Île Sainte-Thérèse : des propriétaires « sans papiers »

Photo de Diane Lapointe
Par Diane Lapointe
Île Sainte-Thérèse : des propriétaires « sans papiers »
Natasha Rousseau se bat avec une cinquantaine d’autres personnes pour conserver les chalets construits par leurs parents sur l’île Sainte-Thérèse.

Chassés et traités de squatteurs par le gouvernement du Québec qui considère qu’ils occupent illégalement leur terre, cinquante-trois résidents et leurs familles refusent de quitter l’île Sainte-Thérèse. Ils sont même déterminés à se rendre devant les tribunaux pour faire reconnaître leurs prétendus droits acquis de propriété sur la petite île située juste en face de Varennes, et où ils passent leur été depuis des décennies. Propriétaires ou squatteurs ? Le dossier fait des vagues plus que jamais.
L’histoire maintenant judiciarisée est complexe. En 2015, une centaine de résidents estivaux qui possèdent un chalet ont reçu un avis d’éviction du gouvernement du Québec, propriétaire depuis 1975 d’une grande superficie de l’île (soit environ les trois quarts).

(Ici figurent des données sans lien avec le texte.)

PR #736, opened 2020-11-13
15coreos-network: Remove 15-coreos-firstboot-network.conf

kelvinfan001:
https://github.com/coreos/fedora-coreos-config/pull/659 attempts to
mount `/boot` read-only. `15-coreos-firstboot-network.conf`'s job
should be handled by `ignition-firstboot-complete.service` which
remounts writable (privately/temporarily) `/boot` from the real root.


kelvinfan001:
Hold until https://github.com/coreos/ignition/pull/1124 is merged and a new Ignition is in FCOS.

PR #738, opened 2020-11-17
tree: promote changes from testing-devel at 725a63ce406a1c868f1252ed9…

travier:
…36a46ab26febee9


lucab (approved):

travier:
This failed on:
```
error: Couldn't find locked package 'kernel-modules-5.9.8-200.fc33.x86_64' (pkgs matching NEVRA: 0; mismatched checksums: 0)
```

Mais durant les années 1950, ils, ou leurs parents et grands-parents, ont construit sur des parcelles de terre, des chalets, pour la plupart modestes, avec la permission des propriétaires de l’époque, les frères de la congrégation du Très-Saint-Rédempteur, mais sans détenir de titre formel de propriété. « On n’est pas des squatteurs. On ne s’est pas installés illégalement », lance Natasha Rousseau qui occupe maintenant le chalet bâti par son grand-père en 1959.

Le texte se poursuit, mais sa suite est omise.